Go through the listing below and output exactly the line with "mproch: can we", the line with "jedrz: Is it", and each line between; omit the rest.
[[ Input for this task, beginning ]]
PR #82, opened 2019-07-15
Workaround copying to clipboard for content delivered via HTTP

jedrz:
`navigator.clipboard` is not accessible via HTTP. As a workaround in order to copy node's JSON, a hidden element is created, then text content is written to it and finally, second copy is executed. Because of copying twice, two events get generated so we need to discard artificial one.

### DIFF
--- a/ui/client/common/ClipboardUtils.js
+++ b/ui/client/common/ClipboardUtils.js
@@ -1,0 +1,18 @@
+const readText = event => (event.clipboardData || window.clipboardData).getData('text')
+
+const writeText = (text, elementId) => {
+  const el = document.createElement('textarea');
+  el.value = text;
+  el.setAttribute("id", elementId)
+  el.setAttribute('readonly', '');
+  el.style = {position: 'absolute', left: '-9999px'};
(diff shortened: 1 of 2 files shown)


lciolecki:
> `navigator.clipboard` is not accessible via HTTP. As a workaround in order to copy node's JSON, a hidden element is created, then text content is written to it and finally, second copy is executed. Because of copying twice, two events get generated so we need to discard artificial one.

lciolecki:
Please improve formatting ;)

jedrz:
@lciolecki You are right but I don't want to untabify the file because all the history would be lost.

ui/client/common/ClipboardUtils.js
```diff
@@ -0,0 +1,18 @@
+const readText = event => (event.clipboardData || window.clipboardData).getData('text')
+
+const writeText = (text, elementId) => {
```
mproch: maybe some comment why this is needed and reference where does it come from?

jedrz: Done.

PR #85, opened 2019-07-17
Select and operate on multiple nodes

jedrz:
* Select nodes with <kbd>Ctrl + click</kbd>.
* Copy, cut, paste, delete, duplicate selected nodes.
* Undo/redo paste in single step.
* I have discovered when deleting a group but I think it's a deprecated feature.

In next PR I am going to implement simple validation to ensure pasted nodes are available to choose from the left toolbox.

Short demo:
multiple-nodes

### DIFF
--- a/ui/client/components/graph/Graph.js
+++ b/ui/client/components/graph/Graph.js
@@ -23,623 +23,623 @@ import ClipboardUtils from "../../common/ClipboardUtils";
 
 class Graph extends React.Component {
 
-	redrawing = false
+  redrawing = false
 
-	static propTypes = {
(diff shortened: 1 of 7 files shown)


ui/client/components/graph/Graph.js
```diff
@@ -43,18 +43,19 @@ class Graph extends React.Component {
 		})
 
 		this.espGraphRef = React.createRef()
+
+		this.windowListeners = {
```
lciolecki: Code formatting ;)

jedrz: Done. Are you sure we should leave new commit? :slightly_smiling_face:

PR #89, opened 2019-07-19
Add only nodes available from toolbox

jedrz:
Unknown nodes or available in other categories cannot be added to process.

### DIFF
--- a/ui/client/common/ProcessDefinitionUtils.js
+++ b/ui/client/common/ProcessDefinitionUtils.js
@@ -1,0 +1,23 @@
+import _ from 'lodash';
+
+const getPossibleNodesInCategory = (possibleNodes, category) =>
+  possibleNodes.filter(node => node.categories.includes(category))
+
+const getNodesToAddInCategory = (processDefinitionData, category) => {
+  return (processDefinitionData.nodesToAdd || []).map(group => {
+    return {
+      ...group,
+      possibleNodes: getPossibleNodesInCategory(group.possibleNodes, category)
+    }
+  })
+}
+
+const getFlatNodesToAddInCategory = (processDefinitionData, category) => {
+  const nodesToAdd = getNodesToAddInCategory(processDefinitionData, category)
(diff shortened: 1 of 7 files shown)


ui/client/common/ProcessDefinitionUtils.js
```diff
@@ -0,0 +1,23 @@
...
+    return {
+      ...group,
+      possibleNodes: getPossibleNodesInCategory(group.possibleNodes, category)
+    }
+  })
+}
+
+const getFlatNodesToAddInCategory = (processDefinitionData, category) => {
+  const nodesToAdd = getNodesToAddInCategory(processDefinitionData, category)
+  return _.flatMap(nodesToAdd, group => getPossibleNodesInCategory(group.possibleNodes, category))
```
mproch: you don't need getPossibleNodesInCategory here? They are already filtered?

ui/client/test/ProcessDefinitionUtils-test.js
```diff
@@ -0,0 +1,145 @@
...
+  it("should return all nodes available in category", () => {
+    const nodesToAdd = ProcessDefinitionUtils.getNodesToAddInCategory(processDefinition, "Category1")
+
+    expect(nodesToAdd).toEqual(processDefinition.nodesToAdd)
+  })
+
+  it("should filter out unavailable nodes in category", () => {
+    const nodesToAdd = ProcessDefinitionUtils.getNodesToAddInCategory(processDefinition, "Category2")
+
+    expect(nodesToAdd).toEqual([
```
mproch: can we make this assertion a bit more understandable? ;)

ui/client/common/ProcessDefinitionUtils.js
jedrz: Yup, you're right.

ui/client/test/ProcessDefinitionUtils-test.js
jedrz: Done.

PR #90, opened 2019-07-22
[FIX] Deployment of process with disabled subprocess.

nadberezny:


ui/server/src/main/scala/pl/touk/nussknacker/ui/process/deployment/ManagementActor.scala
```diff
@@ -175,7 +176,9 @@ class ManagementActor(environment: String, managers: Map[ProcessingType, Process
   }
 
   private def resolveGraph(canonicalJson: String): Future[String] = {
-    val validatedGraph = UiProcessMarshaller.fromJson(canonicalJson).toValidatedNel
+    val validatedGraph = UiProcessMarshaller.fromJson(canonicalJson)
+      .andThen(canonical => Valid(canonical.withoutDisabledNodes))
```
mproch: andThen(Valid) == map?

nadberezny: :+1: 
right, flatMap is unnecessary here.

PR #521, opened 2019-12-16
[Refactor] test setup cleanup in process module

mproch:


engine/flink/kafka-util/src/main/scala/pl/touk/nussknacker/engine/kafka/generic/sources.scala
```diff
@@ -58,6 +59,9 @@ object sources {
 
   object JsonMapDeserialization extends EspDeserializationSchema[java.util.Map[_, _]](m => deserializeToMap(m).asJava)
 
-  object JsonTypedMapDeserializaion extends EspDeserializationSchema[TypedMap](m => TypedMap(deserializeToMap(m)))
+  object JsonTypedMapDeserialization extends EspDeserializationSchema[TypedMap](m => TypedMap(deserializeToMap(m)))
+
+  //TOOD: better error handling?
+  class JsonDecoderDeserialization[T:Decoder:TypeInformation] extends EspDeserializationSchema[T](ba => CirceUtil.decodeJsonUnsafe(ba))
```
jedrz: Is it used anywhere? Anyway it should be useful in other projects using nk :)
[[ Input for this task, end ]]
[[ Input for this task, beginning ]]
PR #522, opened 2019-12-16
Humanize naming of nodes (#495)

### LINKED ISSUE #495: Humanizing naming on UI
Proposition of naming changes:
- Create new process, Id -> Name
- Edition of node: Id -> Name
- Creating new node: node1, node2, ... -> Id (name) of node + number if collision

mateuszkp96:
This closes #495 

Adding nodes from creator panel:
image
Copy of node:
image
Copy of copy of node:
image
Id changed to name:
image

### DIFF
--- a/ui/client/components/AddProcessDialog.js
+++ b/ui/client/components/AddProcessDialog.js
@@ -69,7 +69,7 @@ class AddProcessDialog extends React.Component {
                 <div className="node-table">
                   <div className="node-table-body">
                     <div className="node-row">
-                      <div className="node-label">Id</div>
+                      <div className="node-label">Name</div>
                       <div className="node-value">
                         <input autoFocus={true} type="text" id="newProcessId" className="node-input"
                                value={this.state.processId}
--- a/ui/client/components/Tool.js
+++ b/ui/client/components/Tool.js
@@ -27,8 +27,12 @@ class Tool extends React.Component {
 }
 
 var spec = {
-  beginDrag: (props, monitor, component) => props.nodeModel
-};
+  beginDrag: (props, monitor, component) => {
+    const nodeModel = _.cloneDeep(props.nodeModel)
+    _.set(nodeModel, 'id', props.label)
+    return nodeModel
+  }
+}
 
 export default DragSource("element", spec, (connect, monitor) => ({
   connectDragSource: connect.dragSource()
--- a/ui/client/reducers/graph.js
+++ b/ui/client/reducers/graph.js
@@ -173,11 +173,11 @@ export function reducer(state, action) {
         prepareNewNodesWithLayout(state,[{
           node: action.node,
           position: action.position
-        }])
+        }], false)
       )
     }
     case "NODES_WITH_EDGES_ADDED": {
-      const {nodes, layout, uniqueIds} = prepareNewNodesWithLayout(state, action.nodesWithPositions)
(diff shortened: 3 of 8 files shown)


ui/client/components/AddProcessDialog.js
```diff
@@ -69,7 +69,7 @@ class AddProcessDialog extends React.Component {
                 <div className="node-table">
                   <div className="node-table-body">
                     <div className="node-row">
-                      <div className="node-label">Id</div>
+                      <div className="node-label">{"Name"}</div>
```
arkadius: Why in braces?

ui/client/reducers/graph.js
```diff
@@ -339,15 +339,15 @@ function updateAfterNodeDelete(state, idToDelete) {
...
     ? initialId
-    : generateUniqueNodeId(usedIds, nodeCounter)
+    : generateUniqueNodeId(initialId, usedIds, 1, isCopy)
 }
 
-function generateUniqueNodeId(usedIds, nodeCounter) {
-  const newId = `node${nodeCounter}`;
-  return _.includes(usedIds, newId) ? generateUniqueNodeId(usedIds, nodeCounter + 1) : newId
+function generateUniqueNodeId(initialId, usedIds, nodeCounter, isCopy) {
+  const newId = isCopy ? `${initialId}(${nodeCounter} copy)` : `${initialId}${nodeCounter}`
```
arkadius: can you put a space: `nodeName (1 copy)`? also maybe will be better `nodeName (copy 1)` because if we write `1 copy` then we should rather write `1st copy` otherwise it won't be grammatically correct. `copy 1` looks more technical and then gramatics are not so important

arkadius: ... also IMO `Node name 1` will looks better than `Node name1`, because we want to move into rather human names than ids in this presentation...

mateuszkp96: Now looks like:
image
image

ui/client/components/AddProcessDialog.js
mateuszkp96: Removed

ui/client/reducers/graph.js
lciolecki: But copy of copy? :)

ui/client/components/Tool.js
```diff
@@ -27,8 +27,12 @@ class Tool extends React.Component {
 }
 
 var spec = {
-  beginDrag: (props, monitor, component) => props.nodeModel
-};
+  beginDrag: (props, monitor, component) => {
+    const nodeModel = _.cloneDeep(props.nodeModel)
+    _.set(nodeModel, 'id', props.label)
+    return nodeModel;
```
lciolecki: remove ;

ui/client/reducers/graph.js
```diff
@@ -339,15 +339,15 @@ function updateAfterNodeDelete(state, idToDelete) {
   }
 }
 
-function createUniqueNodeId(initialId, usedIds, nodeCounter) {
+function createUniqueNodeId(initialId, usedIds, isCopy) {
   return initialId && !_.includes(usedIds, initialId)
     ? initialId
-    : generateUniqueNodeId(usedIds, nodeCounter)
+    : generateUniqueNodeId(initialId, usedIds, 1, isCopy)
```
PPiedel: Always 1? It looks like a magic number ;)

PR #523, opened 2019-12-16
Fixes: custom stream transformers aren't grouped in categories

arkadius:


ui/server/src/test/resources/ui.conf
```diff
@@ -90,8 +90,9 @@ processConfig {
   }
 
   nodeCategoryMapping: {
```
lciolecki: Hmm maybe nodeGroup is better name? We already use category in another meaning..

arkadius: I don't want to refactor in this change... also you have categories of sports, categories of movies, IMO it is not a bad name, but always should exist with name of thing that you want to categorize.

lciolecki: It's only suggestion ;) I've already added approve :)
[[ Input for this task, end ]]
→ **Output for this exercise**
mproch: can we make this assertion a bit more understandable? ;)

ui/client/common/ProcessDefinitionUtils.js
jedrz: Yup, you're right.

ui/client/test/ProcessDefinitionUtils-test.js
jedrz: Done.

PR #90, opened 2019-07-22
[FIX] Deployment of process with disabled subprocess.

nadberezny:


ui/server/src/main/scala/pl/touk/nussknacker/ui/process/deployment/ManagementActor.scala
```diff
@@ -175,7 +176,9 @@ class ManagementActor(environment: String, managers: Map[ProcessingType, Process
   }
 
   private def resolveGraph(canonicalJson: String): Future[String] = {
-    val validatedGraph = UiProcessMarshaller.fromJson(canonicalJson).toValidatedNel
+    val validatedGraph = UiProcessMarshaller.fromJson(canonicalJson)
+      .andThen(canonical => Valid(canonical.withoutDisabledNodes))
```
mproch: andThen(Valid) == map?

nadberezny: :+1: 
right, flatMap is unnecessary here.

PR #521, opened 2019-12-16
[Refactor] test setup cleanup in process module

mproch:


engine/flink/kafka-util/src/main/scala/pl/touk/nussknacker/engine/kafka/generic/sources.scala
```diff
@@ -58,6 +59,9 @@ object sources {
 
   object JsonMapDeserialization extends EspDeserializationSchema[java.util.Map[_, _]](m => deserializeToMap(m).asJava)
 
-  object JsonTypedMapDeserializaion extends EspDeserializationSchema[TypedMap](m => TypedMap(deserializeToMap(m)))
+  object JsonTypedMapDeserialization extends EspDeserializationSchema[TypedMap](m => TypedMap(deserializeToMap(m)))
+
+  //TOOD: better error handling?
+  class JsonDecoderDeserialization[T:Decoder:TypeInformation] extends EspDeserializationSchema[T](ba => CirceUtil.decodeJsonUnsafe(ba))
```
jedrz: Is it used anywhere? Anyway it should be useful in other projects using nk :)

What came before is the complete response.